- Data listing:
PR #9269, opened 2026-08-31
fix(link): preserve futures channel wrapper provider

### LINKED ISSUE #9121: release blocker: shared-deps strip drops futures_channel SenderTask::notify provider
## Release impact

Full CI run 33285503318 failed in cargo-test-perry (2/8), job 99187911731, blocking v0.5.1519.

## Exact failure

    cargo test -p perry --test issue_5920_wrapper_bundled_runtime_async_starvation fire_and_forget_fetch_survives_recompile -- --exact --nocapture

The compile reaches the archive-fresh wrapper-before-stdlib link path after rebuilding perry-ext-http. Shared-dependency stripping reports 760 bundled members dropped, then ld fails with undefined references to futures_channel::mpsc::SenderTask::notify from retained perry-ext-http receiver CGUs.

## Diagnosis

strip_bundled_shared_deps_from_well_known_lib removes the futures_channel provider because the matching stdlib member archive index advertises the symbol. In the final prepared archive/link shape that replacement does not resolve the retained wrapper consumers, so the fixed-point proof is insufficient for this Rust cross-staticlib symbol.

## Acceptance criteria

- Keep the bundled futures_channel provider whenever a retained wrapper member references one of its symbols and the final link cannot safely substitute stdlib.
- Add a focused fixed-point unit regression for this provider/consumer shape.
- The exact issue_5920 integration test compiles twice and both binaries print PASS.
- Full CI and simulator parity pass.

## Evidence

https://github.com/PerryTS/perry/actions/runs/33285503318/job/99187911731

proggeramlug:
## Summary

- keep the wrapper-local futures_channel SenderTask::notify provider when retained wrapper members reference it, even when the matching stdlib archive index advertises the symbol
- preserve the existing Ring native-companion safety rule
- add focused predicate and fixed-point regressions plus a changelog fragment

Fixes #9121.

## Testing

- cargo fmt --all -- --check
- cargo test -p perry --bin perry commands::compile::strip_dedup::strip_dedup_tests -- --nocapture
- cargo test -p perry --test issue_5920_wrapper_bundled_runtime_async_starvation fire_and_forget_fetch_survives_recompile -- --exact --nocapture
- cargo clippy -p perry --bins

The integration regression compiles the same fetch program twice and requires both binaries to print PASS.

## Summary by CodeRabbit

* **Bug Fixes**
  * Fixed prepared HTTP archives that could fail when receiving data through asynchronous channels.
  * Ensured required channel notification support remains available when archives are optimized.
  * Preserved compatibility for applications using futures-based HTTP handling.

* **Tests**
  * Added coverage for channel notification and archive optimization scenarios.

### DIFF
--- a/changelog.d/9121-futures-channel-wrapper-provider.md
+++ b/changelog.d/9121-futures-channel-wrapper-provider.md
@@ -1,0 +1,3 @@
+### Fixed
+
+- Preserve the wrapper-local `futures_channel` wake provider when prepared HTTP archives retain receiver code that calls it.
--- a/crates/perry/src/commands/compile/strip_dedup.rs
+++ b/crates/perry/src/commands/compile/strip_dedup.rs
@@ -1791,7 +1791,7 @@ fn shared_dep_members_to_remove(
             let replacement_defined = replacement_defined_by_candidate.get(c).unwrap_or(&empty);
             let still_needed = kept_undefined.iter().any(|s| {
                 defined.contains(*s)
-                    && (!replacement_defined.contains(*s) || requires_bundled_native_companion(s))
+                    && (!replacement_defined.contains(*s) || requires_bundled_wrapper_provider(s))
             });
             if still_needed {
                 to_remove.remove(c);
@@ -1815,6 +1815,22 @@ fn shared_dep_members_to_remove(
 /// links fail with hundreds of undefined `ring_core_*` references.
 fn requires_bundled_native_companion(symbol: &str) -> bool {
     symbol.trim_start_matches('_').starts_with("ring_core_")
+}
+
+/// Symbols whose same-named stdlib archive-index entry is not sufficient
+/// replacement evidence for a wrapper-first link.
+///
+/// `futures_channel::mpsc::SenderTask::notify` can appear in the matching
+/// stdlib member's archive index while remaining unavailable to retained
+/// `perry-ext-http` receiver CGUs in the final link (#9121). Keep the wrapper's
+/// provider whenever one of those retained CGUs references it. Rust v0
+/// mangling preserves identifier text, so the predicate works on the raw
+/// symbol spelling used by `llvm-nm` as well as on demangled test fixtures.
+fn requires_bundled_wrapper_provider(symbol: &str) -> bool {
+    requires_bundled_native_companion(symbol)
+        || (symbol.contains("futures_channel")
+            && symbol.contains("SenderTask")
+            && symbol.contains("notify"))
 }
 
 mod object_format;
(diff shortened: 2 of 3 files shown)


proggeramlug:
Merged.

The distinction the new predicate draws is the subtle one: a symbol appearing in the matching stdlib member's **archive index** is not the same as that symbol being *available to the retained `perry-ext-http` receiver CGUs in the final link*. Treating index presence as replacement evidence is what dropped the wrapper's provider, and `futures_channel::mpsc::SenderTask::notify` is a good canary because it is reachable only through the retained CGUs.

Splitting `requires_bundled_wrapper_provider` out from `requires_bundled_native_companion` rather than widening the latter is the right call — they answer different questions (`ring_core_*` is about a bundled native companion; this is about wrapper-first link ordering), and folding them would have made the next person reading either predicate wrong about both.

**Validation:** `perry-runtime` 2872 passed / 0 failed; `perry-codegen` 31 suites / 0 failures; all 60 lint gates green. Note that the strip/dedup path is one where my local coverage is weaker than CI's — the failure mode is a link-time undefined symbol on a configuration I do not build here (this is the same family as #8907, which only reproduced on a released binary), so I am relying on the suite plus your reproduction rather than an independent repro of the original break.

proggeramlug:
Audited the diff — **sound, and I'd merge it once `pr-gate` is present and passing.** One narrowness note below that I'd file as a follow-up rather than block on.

- Exercise directions: Find and copy each line above that includes the string "Rust".

- Result of this task:
strip_bundled_shared_deps_from_well_known_lib removes the futures_channel provider because the matching stdlib member archive index advertises the symbol. In the final prepared archive/link shape that replacement does not resolve the retained wrapper consumers, so the fixed-point proof is insufficient for this Rust cross-staticlib symbol.
+/// provider whenever one of those retained CGUs references it. Rust v0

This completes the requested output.